The transverse process can be felt deeply on pressure through the Sterno-mastoid, below the mastoid process and a little behind the mandible.

The relation of the vertebral artery, as it turns round the articular process, to the nerve differs from that obtaining in the other segments: this is probably owing to the different value of the artery, which should be looked on here as an enlarged spinal branch, not comparable with the direct artery below this level. As the vessel runs from the transverse process to the posterior arch, it overhangs the outer border of the bone, which is notched here by a vein passing to the vertebral system. This notch is occasionally converted into a foramen by ossification in the fibrous tissue that bridges it in and supports the artery.

The same conversion may occur in the notch that marks the end of the arterial groove, behind the articular mass : this is usually bridged by a ligament, the " oblique ligament of the atlas" attached in front to the overhanging edge of the mass and extending back to the outer extremity of the ridge on the posterior arch that marks the line of the posterior occipito-atloid ligament.

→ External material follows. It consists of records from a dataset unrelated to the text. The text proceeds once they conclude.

PR #309, opened 2022-02-10
Add some tests for parentPath/basename

mjcarroll:
Verify the behavior of parentPath and basename in ign-common4 to assert that #308 is correct.

### DIFF
--- a/src/Filesystem_TEST.cc
+++ b/src/Filesystem_TEST.cc
@@ -513,22 +513,38 @@ TEST_F(FilesystemTest, decomposition)
 
   std::string nobase = joinPaths("baz", "");
   EXPECT_EQ(basename(nobase), "baz");
+#ifndef _WIN32
   EXPECT_EQ(parentPath(nobase), "baz/");
+#else
+  EXPECT_EQ(parentPath(nobase), "baz\\");
+#endif
 
   std::string multiple_slash = separator("baz") + separator("") + separator("")
     + separator("");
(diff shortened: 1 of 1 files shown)


src/Filesystem_TEST.cc
```diff
@@ -493,38 +493,47 @@ TEST_F(FilesystemTest, cwd_error)
 }
 
 /////////////////////////////////////////////////
-TEST_F(FilesystemTest, basename)
+TEST_F(FilesystemTest, decomposition)
 {
   std::string absolute = joinPaths("", "home", "bob", "foo");
   EXPECT_EQ(basename(absolute), "foo");
+  EXPECT_EQ(parentPath(absolute), "/home/bob");
```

The upper articular facet shows a tendency to division by a constriction of its area. Opposite this constriction there is a vascular pit on the apper surface of the internal protuberance caused by the lower articular surface : the vascular spot has the tubercle for the transverse ligament in front of it, while a small projection for the accessory atlo-axoid ligament may be seen below and internal and somewhat behind it.

On the under surface of the bone may be seen the line for the thin Lig. subflavum, evidently passing into the fibrous tissue that bridges over the venous notch in the bone. On the under side of the transverse process is the concavity for the Inferior Oblique, bounded by the ridge for Splenius colli, and a roughness on the anterior limb of the process marks the attachment of the intertransverse muscle. The markings of Longus colli and anterior common ligament are well seen from below.

The anterior surface of the posterior arch is smooth and is separated from the dura mater by a layer of soft vascular tissue : the front wall of the neural canal is formed by the ligaments that cover the back surface of the odontoid process.